Another advantage of the cap is apparent during endoscopic mucosal resection (EMR) of polyps. In an RCT of patients undergoing EMR of adenomas, the mean time required for resection of one polyp was significantly shorter in the cap group (3.5 vs. 4.2 minutes; P = 0.01), with subgroup analysis showing a significant difference particularly in nonpedunculated polyps [16]. In our experience, the cap can be valuable during EMR by helping to stabilize the colonoscope and by keeping the polyp at a constant distance from the lens, as well as assisting in submucosal injection by exposing the edges of flat lesions.

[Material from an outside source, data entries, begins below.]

PR #351, opened 2018-12-03
ftrace: Turn FtraceCollector into a context manager

douglas-raillard-arm:
This allows using an FtraceCollector object as a context manager, so
tracing will stop even if the devlib application is interrupted, or if
an exception is raised.

### DIFF
--- a/doc/overview.rst
+++ b/doc/overview.rst
@@ -323,17 +323,14 @@ You can collected traces (currently, just ftrace) using
    # the buffer size to be used.
    trace = FtraceCollector(t, events=['power*'], buffer_size=40000)
 
-   # clear ftrace buffer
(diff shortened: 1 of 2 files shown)


valschneider:
Would it make more sense to let `TraceCollector` be used as a context manager in general, rather than just `FtraceCollector`?

douglas-raillard-arm:
Right, I haven't considered that, I'll respin the PR

doc/overview.rst
```diff
@@ -326,14 +326,13 @@ You can collected traces (currently, just ftrace) using
    # clear ftrace buffer
    trace.reset()
```
derkling: Is not that already part of the ctx manager ?

PR #493, opened 2020-06-16
Unify globbing

douglas-raillard-arm:


devlib/connection.py
```diff
@@ -72,6 +72,38 @@ def __del__(self):
...
+        # characters such as wildcard which would defeat the entire purpose of
+        # that function.
+        for c in [' ', "'", '"']:
+            pattern = pattern.replace(c, '\\' + c)
+
+        cmd = "printf '%s\n' {}".format(pattern)
+        result = self.execute(cmd, strip_colors=False)
+        paths = result.splitlines()
+        if not paths:
+            raise TargetStableError('No file matching: {}'.format(pattern))
```
marcbonnici, line 97: Even when there are no matches will `printf` not echo the pattern itself back?

douglas-raillard-arm: If there is no match, printf won't be called. What happens is shell dependent: on most shells, $? will be set to non-zero value and the shell itself will print an error message saying there was no match. On busybox ash, the command won't be called and $?=0. On ZSH with the right option enabled, it can also decide to just ignore the non-matching pattern and just skip that parameter entirely.

AFAIK, no shell will ever call the command with the pattern itself though if there is no match.

douglas-raillard-arm:
>Would there be any benefit to mirroring this functionality for push as well?

We could implement it directly in Target.push(), as we can easily glob on the host side.

setrofim:
If pull() is being globbed at connection level, so should the push().

douglas-raillard-arm:
>If pull() is being globbed at connection level, so should the push().

Yes I realized that and factored out the connection globbing in Target.pull(). Connection.pull() now takes a list of sources instead of just one since most connections can transfer multiple files in one "connection" (as in SFTP connection/adb command/...)

douglas-raillard-arm:
@marcbonnici @setrofim I've updated the PR. It has not been tested a lot so I'll do that from now, but I think it's worth doing the review now given that there are quite a few paths to check.

Also:
* localhost and paramiko connection push/pull were not behaving exactly like the other ones when it came to folder transfer, so I aligned it.
* Added Target.makedirs() since it's a pretty common operation (at least in LISA), and it turned out to be useful once again in that PR so here it is.
* Optimized push/pulling on adb and scp connections so that only one command is used for multiple files. As a side effect, ADB escaping should now be more robust than before.
* Optimized-away globbing when there is not special char in the pattern, to save an execute()

Hopefully the resulting code should be easier to deal with:
* target does globbing in a unified way regardless of the connection (using busybox sh), and it's output can be easily inspected
* connections are only expected to take a list of sources and send them to destination, as-is without applying any sort of transformation (so if there is a quoting issue, it should be obvious)

Remaining question:
Should globbing be on or off by default ? Turning it off leads to more robust user code by default, since it does not require as much external input validation.

douglas-raillard-arm:
>I still need to investigate where this is going wrong but when running with this PR in a WA run using an ADB connection (SSH seemed to work) I get the initial part of the push command being duplicated with the incorrect destination .E.g.:

I unfortunately don't have access to any android target currently, but I cannot see where this could come from by looking at the code. No value is duplicated anywhere, and especially since it seems to be happening pretty late (when the whole adb command is created, which is in `adb_command()`)

> however if it was already on by default turning it off by default may cause code breakages..
Potentially, although the current paramiko SSH connection have been there for a while now and nobody complained so far. An alternative could be to to use a tristate value for globbing:
* True=enabled
* False=disabled
* None=enabled (default) but deprecation warning asking to set globbing=True if the filename is actually a pattern (containing * ? [ ]).

Since we wrap the devlib target into a custom object in LISA, I can set a different default since most of our uses are burried in library code that should behave well in presence of generated names.

devlib/utils/android.py
```diff
@@ -287,28 +288,24 @@ def __init__(self, device=None, timeout=None, platform=None, adb_server=None,
...
-                command = "pull {} {}".format(quote(line.strip()), quote(dest))
-                adb_command(self.device, command, timeout=timeout, adb_server=self.adb_server)
-            return
-        command = "pull {} {}".format(quote(source), quote(dest))
-        return adb_command(self.device, command, timeout=timeout, adb_server=self.adb_server)
+        paths = sources + [dest]
+
+        # Quote twice to avoid expansion by host shell, then ADB globbing
+        do_quote = lambda x: quote(glob.escape(x))
+        paths = ' '.join(map(do_quote, sources))
```
marcbonnici, line 299: Found the mistake causing the destination to be dropped. `sources` -> `paths`.

douglas-raillard-arm: Updated the PR with the fix, thanks

setrofim:
Regarding globbing being being turned off by default -- I think that is the right move. I'm not a fan of the tristate solution as that will generate warnings for every push/pull.  Needing globbing is the exceptional condition, so requiring an explicit `globbing=False` every time you _don't_ need it does not seem reasonable to me.

_sigh_ I hate breaking changes, but given the choice between that and making the API permanently worse, I think we're better off eating the break now.

This change should definitely be thoroughly documented in the release notes.

PR #501, opened 2020-07-10
target: support threads in ps

stephenkyle-ARM:
By passing 'threads=True' to target.ps(), a list of PsThreadEntrys will be
returned for all threads in the target, not just processes. These entries
include an extra value 'tid': the thread ID of this thread. The 'pid' value
represents the pid of the process the thread belongs to.

### DIFF
--- a/devlib/target.py
+++ b/devlib/target.py
@@ -1163,16 +1163,20 @@ class LinuxTarget(Target):
         else:
             return []
 
-    def ps(self, **kwargs):
-        command = 'ps -eo user,pid,ppid,vsize,rss,wchan,pcpu,state,fname'
+    def ps(self, threads=False, **kwargs):
+        ps_flags = '-eo'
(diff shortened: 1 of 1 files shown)


stephenkyle-ARM:
I've tested this on both Linux (sshing into a workstation) and Android device. This provides some functionality for a future PR: the perf instrument attaching to threads of processes based on search terms.

setrofim:
It's not a good idea to have the result change based on the argument. Why not just modify the existing `PsEntry` to have the `tid`?

stephenkyle-ARM:
Fair, but what should the value of `tid` be in that case? The same as `pid`? `None`?

setrofim:
It should be the `tid`  for the main thread of the process; i.e. the same as  `pid`.

stephenkyle-ARM:
Updated, PTAL.

PR #503, opened 2020-07-21
ADB file transfer fixes

marcbonnici:


devlib/target.py
```diff
@@ -494,7 +494,7 @@ def do_pull(sources, dest):
             for source in sources:
                 with self._xfer_cache_path(source) as device_tempfile:
                     self.execute("cp -r -- {} {}".format(quote(source), quote(device_tempfile)), as_root=True)
-                    self.execute("chmod 0644 -- {}".format(quote(device_tempfile)), as_root=True)
+                    self.execute("chmod 0644 {}".format(quote(device_tempfile)), as_root=True)
```
setrofim, line 497: Does the `busybox` version?

marcbonnici: Yes it does. Updated to use that instead.

PR #505, opened 2020-08-11
devlib/target: Enable screen stay-on mode:

jrpdotjpg:
Adds the ability to set the android global setting
``stay_on_while_plugged_in``.

This setting has 4 main modes:
- 0: never stay on
- 1: stay on when plugged in to AC charger
- 2: stay on when plugged in to USB charger
- 4: stay on when wirelessly charged

These values can be OR-ed together to produce combinations.


setrofim:
This needs to be documented.

setrofim (approved):

marcbonnici (approved):

PR #509, opened 2020-11-04
utils/ssh: Remove sudo prompt from output

valschneider:
On a target where sudo is required, target.file_exists() erroneously
returns True despite the execute() output being:

  '[sudo] password for valsch01: 0\n'

The sudo prompt is being written to stderr (as per sudo -S), but this is
still merged into the final execute() output. Get rid of the prompt to
prevent it from interfering with any command output processor.

### DIFF
--- a/devlib/host.py
+++ b/devlib/host.py
@@ -101,7 +101,7 @@ class LocalConnection(ConnectionBase):
             if self.unrooted:
                 raise TargetStableError('unrooted')
             password = self._get_password()
-            command = 'echo {} | sudo -S -- sh -c '.format(quote(password)) + quote(command)
+            command = 'echo {} | sudo -p ' ' -S -- sh -c '.format(quote(password)) + quote(command)
         ignore = None if check_exit_code else 'all'
         try:
             return check_output(command, shell=True, timeout=timeout, ignore=ignore)[0]
@@ -118,7 +118,7 @@ class LocalConnection(ConnectionBase):
             if self.unrooted:
                 raise TargetStableError('unrooted')
             password = self._get_password()
-            command = 'echo {} | sudo -S '.format(quote(password)) + command
+            command = 'echo {} | sudo -p ' ' -S '.format(quote(password)) + command
 
         # Make sure to get a new PGID so PopenBackgroundCommand() can kill
         # all sub processes that could be started without troubles.
--- a/devlib/utils/ssh.py
+++ b/devlib/utils/ssh.py
@@ -284,7 +284,7 @@ class SshConnectionBase(ConnectionBase):
                  keyfile=None,
                  port=None,
                  platform=None,
-                 sudo_cmd="sudo -S -- sh -c {}",
+                 sudo_cmd="sudo -p ' ' -S -- sh -c {}",
                  strict_host_check=True,
                  ):
         super().__init__()
@@ -364,7 +364,7 @@ class SshConnection(SshConnectionBase):
                  port=22,
                  timeout=None,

In conclusion, although this well-conducted study by Pohl et al. did not show any overall improvement in ADR when using the cap, we are far from bidding farewell to this simple accessory. In our opinion, CAC can still be a useful technique for some endoscopists by helping to improve their ADR. This is especially the case for those who can master the technique and make use of the mechanical advantage afforded by the cap to flatten the folds, and for those who prefer using it during colonoscopy, as was shown in the Pohl study. Furthermore, it can be useful when negotiating a difficult colon, assist in faster intubation of the cecum, and be used as a rescue method in cases of failed cecal intubation with the standard technique. In addition, it can also assist the endoscopist during EMR. Further studies are necessary to evaluate in greater detail the reasons for the wide variability in ADR when using the cap and to investigate ways to improve the detection rates of endoscopists with low ADRs when using the device. Further assessments are also required to determine whether there are certain subgroups of patients undergoing colonoscopy who might benefit more from the use of the cap.